Les concurrents derrière, bien en selle, essaient d’évaluer le malheur qui les a frappés et l’injustice qui, d’une certaine façon, leur est infligée ; ils prennent un air fringant, comme si une nouvelle course devait commencer, et une sérieuse, après ce jeu d’enfants.
Beaucoup de dames trouvent ridicule le vainqueur, parce qu’il se rengorge, sans savoir pourtant comment faire face à toutes ces mains à serrer sans cesse, à ces salutations, ces révérences et ces saluts à envoyer de loin, tandis que les vaincus, lèvres serrées, tapotent légèrement les encolures de leurs chevaux qui, pour la plupart, hennissent.
À la fin, du haut du ciel qui s’est assombri, il commence même à pleuvoir. [5]
« Rien ne peut donner envie de vouloir être le premier dans une course de chevaux »… ? La question reste bien sûr ouverte pour le jockey ou le gentleman-rider, mais le rapprochement des cinq courses a montré combien la vanité du triomphe était soulignée par les écrivains. C’est que l’enjeu de la littérature est ailleurs, et en premier lieu dans le travail sur les arrangements, combinaisons et permutations, pour reprendre le vocabulaire que Claude Simon emprunte aux mathématiques mais qu’il sait proche aussi de la musique. Parier sur les chevaux pour donner corps à l’écriture c’est souligner, comme le rappelle encore Simon, que l’art est d’abord composition. Une composition où, comme au concert, le sens naît de la forme.
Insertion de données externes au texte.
PR #235, opened 2026-08-07
Fix MP(0) Energy

jonasleitner:
Add nuclear repulsion energy to the HF interface. Consequently, all HF interfaces from now on need to provide this! Here, I updated the psi4 and pyscf interfaces.
The nuclear repulsion energy is needed for the calculation of the MP(0) energy, which was recently added, but the nuclear contributions were missing.

I also updated the HF test data to include the nuclear repulsion energy

TODO:
- [x] rename testdata version


adcc/backends/psi4.py
```diff
@@ -241,6 +241,9 @@ def get_restricted(self):
     def get_energy_scf(self):
         return self.wfn.energy()
 
+    def get_nuclear_repulsion_energy(self) -> float:
```
frieschneider: I’m not sure I’m a fan of adding type hints only to this one method of the class. I get it  that adding them across the whole class would be a lot of work. However, if we want to introduce type hints step by step, I feel like this PR would be a good point to do it in this file (or at least this class).

adcc/tests/backends/pyscf_test.py
```diff
@@ -45,6 +45,9 @@ def base_test(self, scfres):
         hfdata = adcc.backends.import_scf_results(scfres)
         assert hfdata.backend == "pyscf"
 
+        assert hfdata.energy_scf == scfres.e_tot
+        assert hfdata.nuclear_repulsion_energy == scfres.energy_nuc()
```
frieschneider, line 49:
```suggestion
        assert hfdata.nuclear_repulsion_energy == scfres.energy_nuc()
        assert hfdata.spin_multiplicity == int(scfres.mol.spin) + 1
```
Is also missing, right?

adcc/backends/psi4.py
frieschneider: same for the `pyscf.py` file

frieschneider (approved):

PR #238, opened 2026-08-17
Fix <S^2> for frozen_core References

jonasleitner:
<S^2> was wrong for any `ReferenceState` with `frozen_core`.
"Normal" and `frozen_virtual` references were not affected.
This was a consequence of missing blocks in `ReferenceState.density_2p` and `OperatorIntegrals.ssq_2p`.

**Changes:**
* Generalized the construction of `density_2p` and `ssq_2p`. Note: the operator should most likely be also valid for CVS, but could not test it without CVS 2p densities and thus kept the `NotImplementedError` in place.
* `ReferenceState` and `LazyMp` <S^2> tests were updated to cover all cases to catch this in the future.
* The test data of the open shell systems was updated with the new `ssq` data.


adcc/ReferenceState.py
```diff
@@ -224,16 +224,27 @@ def density_2p(self):
         """
         Return the two-particle Hartree-Fock density in the MO basis
         """
+        # NOTE: running over canonical blocks here, to avoid incorporating
+        # implicitly knowledge about the definition of a canonical block in
+        # the implementation
         density = TwoParticleDensity(self.mospaces,
                                      symmetry=OperatorSymmetry.HERMITIAN)
+        # gamma_pqrs = delta_pr delta_qs - delta_ps delta_qr for occupied p,q,r,s
```
frieschneider:
```suggestion
        # gamma_ijkl = delta_ik delta_jl - delta_il delta_jk for i,j,k,l
```
occupied indices are usually i, j, k, l

adcc/ReferenceState.py
```diff
@@ -224,16 +224,27 @@ def density_2p(self):
...
+            p, q, r, s = splitted
+            if p == r and q == s:
+                density[block].set_mask("ijij", 1)
+            if p == s and q == r:
+                density[block].set_mask("ijji", -1)
+            # only set elements to zero if one of the checks were true and
+            # __getitem__ initialized a tensor. There should be no need
+            # to initialize all canonical blocks here.
+            if p == q and r == s and block in density.blocks_nonzero:
+                density[block].set_mask("iijj", 0)
```
frieschneider:
```suggestion
            i, j, k, l = splitted
            if i == k and j == l:
                density[block].set_mask("ijij", 1)
            if i == l and j == k:
                density[block].set_mask("ijji", -1)
            # only set elements to zero if one of the checks were true and
            # __getitem__ initialized a tensor. There should be no need
            # to initialize all canonical blocks here.
            if i == j and k == l and block in density.blocks_nonzero:
                density[block].set_mask("iijj", 0)
```

frieschneider (approved):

Mais il n’est pas interdit de dépasser ces premières conclusions. Pour le lecteur en effet, la signification ne s’arrête pas nécessairement au texte isolé : une véritable composition apparaît quelquefois encore au hasard des rapprochements. C’est André Breton qui a le mieux saisi comment un sens pouvait effectivement surgir dans les similitudes. Observant dans la préface de l’Anthologie de l’humour noir le retour de mêmes mots associés chez Baudelaire et Rimbaud, à la manière dont se trouvent liées des séquences chez Flaubert, Zola, Tolstoï, Simon et Faulkner, Breton s’interrogeait : « Rencontre, réminiscence involontaire, citation ? » [6] . Cette question se pose évidemment pour qui s’interroge sur l’auteur. Rimbaud a-t-il lu Baudelaire, Simon a-t-il lu Flaubert ? Ou, avec plus de malice : l’auteur des Larrons a-t-il lu La Route des Flandres ? Breton suggère néanmoins que la réponse à ce genre d’interrogation n’est peut-être pas celle qui compte le plus, l’essentiel résidant en ceci : « Une telle coïncidence verbale n’en est pas moins déjà significative » (ibid., p. 10) ! Au-delà des enjeux de l’exégèse ponctuelle, c’est souligner que les coïncidences entre les textes offrent le spectacle du surgissement du sens, à l’intérieur même de la matérialité des mots.